Ransomware attacks encrypt files on the system they are targeting, either all files or vital files.
Whether it is a big company, or just one individual who finds themselves a victim of a ransomware attack, it is an unpleasant fact but a fact all the same – there are files we need, files we value and files we want. If something happens to those files, we are going to try and get them back. In many cases, we might even pay to do so.
How can we fight back against cyber attacks? Ensuring files are backed up is one way.
That said, hindsight is 20/20 is it not? It is easy to say ‘just back everything up’, and then you will still have all of those important files. But, for a company as large as Travelex, backing up files is not always going to be that easy.
It is very, very difficult for a large organisation to be able to say everything in our system can be locked away and we are instantly going to be able to set it back up, at little cost and little delay, in the event of a cyber attack.
So, even if Travelex did have a backup – it would not have solved all of their problems! That is not how businesses can run.
Where there are backups, there is always going to be a cost to restore from them – whether it is in time or money, or both. And there is always the possibility that there is going to be some lost data.
There are also steps to be taken to try to prevent the malware getting in to begin with. A lot of the advice given around this is the usual, but there is still work to be done to raise further awareness of these methods and ensure everyone is undertaking them the best they can.
Everyone knows passwords need to be secure. If you take shortcuts, then you are more likely to be attacked, it is that simple. Another one to be aware of is that systems need to be updated – if you have an update, always do it.

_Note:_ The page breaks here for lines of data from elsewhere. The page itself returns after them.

PR #312, opened 2024-12-19
refactor: Refactoring of highlight edges on active table

MH4GF:
- continued: https://github.com/liam-hq/liam/pull/309

Support for edges with `highlightNodesAndEdges()`!

PR #313, opened 2024-12-19
fix: Fixed an issue where opening an active table from a query parameter would not highlight it

MH4GF:
Fixed an issue where opening an active table from a query parameter would not highlight it 👍🏻 

## Blocking

~Merge after the following PR merged.~

- https://github.com/liam-hq/liam/pull/312

## Testing

- Click on table node → Target node becomes active
- Click on table name in LeftPane → target node becomes active
- URL contains `?active=${tableName}` → target node becomes active

### DIFF
--- a/frontend/packages/erd-core/src/components/ERDRenderer/ERDContent/ERDContent.tsx
+++ b/frontend/packages/erd-core/src/components/ERDRenderer/ERDContent/ERDContent.tsx
@@ -16,9 +16,9 @@ import { ERDContentProvider, useERDContentContext } from './ERDContentContext'
 import { RelationshipEdge } from './RelationshipEdge'
 import { Spinner } from './Spinner'
 import { TableNode } from './TableNode'
-import { highlightNodesAndEdges } from './highlightNodesAndEdges'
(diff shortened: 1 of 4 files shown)


frontend/packages/erd-core/src/components/ERDRenderer/ERDContent/ERDContent.tsx
```diff
@@ -95,41 +95,25 @@ export const ERDContentInner: FC<Props> = ({
...
-      updateActiveTableName(nodeId)
-
-      const { nodes: updatedNodes, edges: updatedEdges } =
-        highlightNodesAndEdges(nodes, edges, nodeId)
-
-      setEdges(updatedEdges)
-      setNodes(updatedNodes)
-    },
-    [edges, nodes, setNodes, setEdges],
-  )
```
MH4GF, line 118: The reason was that Active highlighting was only done on click.
Monitoring active state and implementing it with useEffect, so that it is highlighted in all patterns.

FunamaYukina (approved):
The code is much cleaner and easier to read now✨. Thank you!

Looking forward at more drastic changes that need making – moving away from passwords altogether is something we should be looking at doing.
The fact is, as diligent as you can be with passwords; they are fundamentally a weak way of authentication.

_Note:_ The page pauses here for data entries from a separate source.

PR #292, opened 2024-12-17
Enable clicking while Table Detail opened

sasamuku:
## Summary

Enable clicking AppBar (mainly `Copy Link`) while Table Detail opened.

https://github.com/user-attachments/assets/2cb0a089-1645-4f43-b42c-9d8468168716

## Other Information

There is an Issue that option `modal={false} leaves Drawer open with `pointer-events: none`.
This PR includes the workaround.

* https://github.com/emilkowalski/vaul/issues/492

PR #316, opened 2024-12-19
Ensure `related tables` reload when any table node becomes active

hoshinotsuyoshi:
## Summary

For now, it appears that setting `modal={false}` in https://github.com/liam-hq/liam/pull/292 suppresses the re-rendering of the `RelatedTables` component. Therefore, I explicitly specified the `key` property.

https://github.com/liam-hq/liam/pull/316/commits/690b1594bb2e7a45150dca7eb4a1747c9b9975c2

https://github.com/user-attachments/assets/888f476b-9db8-490f-af65-d3d4bf4ed7e5


MH4GF (approved):
I see. LGTM 👍🏻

Cryptographic mechanisms, which support confidentiality by encrypting communications, are great frontline protection.
When protecting remote access to their systems, an organisation does not want the first challenge to be ‘can you correctly guess the password?’ as there are too many ways that can go wrong.
With the cryptographic protections of a virtual private network (VPN), the first challenge for anyone trying to get in, whether user of malicious attacker, is ‘do you have the required private key?’.
This is a much stronger approach and can be used in a variety of different circumstances.
With all of this in mind, it is also worth making the point that no two companies are the same. So, it is worth each individual organisation looking at their own unique cyber needs. What are the particular threats to them? What do they need to protect against?
This closely mimics the work I do with the Manchester Cyber Foundry.